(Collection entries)

____

PR #866, opened 2026-03-25
Add support for in-place update contracts

alexander-demicev:

This PR add support for in-place update contracts. It requires some internal CAPI functions to be made public but that's likely not going to happen anytime soon https://github.com/kubernetes-sigs/cluster-api/pull/13507. I added a CAPI package that includes all required code and keeps it separated. We can later drop the package as we make functions public.

The carried code from CAPI is added with a separate commit to make reviews easier.

Fixes https://github.com/rancher/cluster-api-provider-rke2/issues/865

**Checklist**:

- [ ] includes documentation
- [ ] adds unit tests


furkatgofurov7:
@alexander-demicev looks like `capi-controller-manager` is not coming up in e2e tests, maybe feature gate introduction broke it?

controlplane/config/manager/manager.yaml
```diff
@@ -25,7 +25,7 @@ spec:
         - "--diagnostics-address=${CAPRKE2_DIAGNOSTICS_ADDRESS:=:8443}"
         - "--insecure-diagnostics=${CAPRKE2_INSECURE_DIAGNOSTICS:=false}"
         - "--v=${CAPRKE2_DEBUG_LEVEL:=0}"
-        - "--concurrency=${CONCURRENCY_NUMBER:=10}"
```
anmazzotti, line 28: I miss why we lost the configurable concurrency variable here.

controlplane/main.go
```diff
@@ -244,11 +271,49 @@ func setupReconcilers(ctx context.Context, mgr ctrl.Manager) {
 		os.Exit(1)
 	}
 
+	var runtimeClient runtimeclient.Client
+
+	if feature.Gates.Enabled(feature.InPlaceUpdates) {
```
anmazzotti, line 276: Would be sweet to have an info log here saying InPlaceUpdate is enabled.

controlplane/internal/controllers/inplace_canupdatemachine.go
```diff
@@ -0,0 +1,362 @@
...
+	extensionHandlers, err := r.RuntimeClient.GetAllExtensions(ctx, runtimehooksv1.CanUpdateMachine, machine)
+	if err != nil {
+		return false, err
+	}
+	// Machine cannot be updated in-place if no CanUpdateMachine extensions are registered.
+	if len(extensionHandlers) == 0 {
+		return false, nil
+	}
+
+	if len(extensionHandlers) > 1 {
```
anmazzotti, line 73: I don't understand when/how this can happen, also considering `canExtensionsUpdateMachine` is already set to loop through multiple handlers.

anmazzotti (dismissed):
I left some nitpicks and questions, but this looks good to me.
Also thank you a lot for splitting the library commit.

furkatgofurov7 (dismissed):

controlplane/config/manager/manager.yaml
alexander-demicev: thanks for catching, it was removed by mistake

controlplane/internal/controllers/inplace_canupdatemachine.go
alexander-demicev: I think the reason is to liimit the amount of supported hooks to 1 for now but with option to support more if needed. This code follows kubeadm provider pattern.

anmazzotti (approved):

furkatgofurov7 (approved):

PR #880, opened 2026-04-14
fix: add checksum validation for curl/wget downloads

mbologna:
kind/security

- download-rke2-artifacts.sh: download sha256sum file first and verify each artifact against it; also harden the script with strict shell options and proper quoting
- hack/ensure-kubectl.sh: pin kubectl v1.27.0 SHA-256 checksums for linux/darwin × amd64/arm64; verify binary after download. Pin krew to v0.5.0 (was 'latest') with per-arch checksums and verify archive before extracting. Add Renovate annotations so both version and digests are kept up-to-date automatically.
- image-builder/scripts/opensuse/bootstrap.sh: pin AWS CLI to v2.34.30 with a versioned URL and SHA-256 verification; download the RKE2 sha256sum file first and verify each artifact (rke2-images, rke2 tarball) immediately after download.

____

A single figure is the whole answer here: the number of lines in the records above that include "diagnostics".

Answer space: 2